Friday, December 11, 2009

Around the Web

For the week of Saturday, December 5 through Friday, December 11.

1) On Robert Schumann's Symphony No. 4 in D minor (and the issue of orchestration) at Peter Gutmann's Classical Notes.

2) On the constitutionality of a personal mandate to buy health insurance, from Randy Barnett at The Volokh Conspiracy

3) Ilya Shapiro and Travis Cushman at The American look at the constitutionality of the "Public Company Accounting Oversight Board."

4) At Big Hollywood, Mark Tapson's, "ZINN 101: A Radical’s History of the United States."

5) Carolyn See at The Washington Post reviews, "The Lexicographer's Dilemma: The Evolution of 'Proper' English from Shakespeare to 'South Park'" by Jack Lynch.

6) In the WSJ, Robert Greskovic on George Balanchine's "The Nutcracker" at The New York City Ballet.

7) At Slate, Witold Rybczynski on the "enduring influence of architect Christopher Alexander, author of 'A Pattern of Language.'"
Alexander argued that the standardized, mass-produced way in which buildings are designed and built today is wrongheaded, and to demonstrate an alternative he started to build himself. . .
Alexander's ideas have taken root in unexpected places. His early books, especially Notes on the Synthesis of Form and A Pattern Language, influenced computer scientists, who found useful parallels between building design and software design. The New Urbanism movement also owes him a debt, as a new book by Andres Duany and Jeff Speck makes clear. The Smart Growth Manual consists of 148 principles—patterns, really—that add up to a language for community design, from entire regions to neighborhood streets. "We believe that new places should be designed in the manner of existing places that work," the authors write, a concept straight out of Alexander. Curiously, the one place that Alexander, a lifelong professor, has had the least influence is in academia. The theories that are taught in architecture schools today are of a different sort, and in the belief that the field of architecture should be grounded in intellectual speculation, rather than pragmatic observation, students are more likely to be assigned French post-structuralist texts than A Pattern Language. Which is a shame.
8) "I.M. Pei's National Gallery of Art East Building: An Ultramodern Building Shows Signs of Age" by Catesby Leigh in the WSJ. (from the article, "It seems pretty clear that the architect's 'technological breakthrough in the construction of masonry walls' was more of an experiment than he realized.")

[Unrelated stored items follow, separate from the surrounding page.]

PR #214, opened 2025-07-05
Upgrade CSWin32 from 0.3.106 to 0.3.183

### LINKED ISSUE #213: Add the LogonType in the RoboCommand.StartAsync()
Hi!

The LogonType in the impersonation logic in the API is hardcoded to LogonType.Interactive.

We are using a logon type **Service** in production and **Interactive** in our sandbox, we have our own advapi32 implementation LogonUser and we have the logon type as parameter. 

RoboSharp alos have it's own implementation of LogonUser but we can't specify the logon type.

Is this possible to add a parameter in the **StartAsync** that will be the logon type ?

Something like that, specifying Interactive as defaut to avoid _breaking changes_

```
public virtual async Task<Results.RoboCopyResults> StartAsync(string domain = "", string username = "", string password = "", LogonType logonType = LogonType.Interactive)
{
    await Start(domain, username, password, logonType);
    return GetResults();
}

public enum LogonType
{
    Interactive = 2,
    Network = 3,
    Batch = 4,
    Service = 5,
    NetworkCleartext = 8,
    NewCredentials = 9,
}
```
Regards

RFBomb:
- This upgrade removed some 'AsSpan' functions, so they were re-implemented within the CSWin32Extensions file, ensuring their availability hence-forth.
- Modified unit tests for symbolic link to always use the library, instead of potentially calling the native functions in .net8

9) In City Journal, Michael Knox Beran reviews, "The Age of Wonder: How the Romantic Generation Discovered the Beauty and Terror of Science" by Richard Holmes.
But Holmes is concerned less with particular discoveries than with the mentality of the discoverers. The wonder revealed by science is not, finally, severable from the mind of the wonderer. Holmes cites Richard Feynman’s belief that science is “driven by a continual dialogue between skeptical enquiry and the sense of inexplicable mystery,” and that if either is permitted to get the upper hand, “true science” will be “destroyed.”

Even as he studies the outer world, the Romantic scientist is preoccupied with the secret of his inward existence. Banks observing the customs of the Tahitians, Davy on laughing gas, Mary Shelley wondering “in what sense Frankenstein’s ‘Creature’ would be human”: all remained perplexed by the mysteriousness of man. What laws govern his being? How do changing conditions affect his nature? Is he a creature created on purpose or a mere material accident?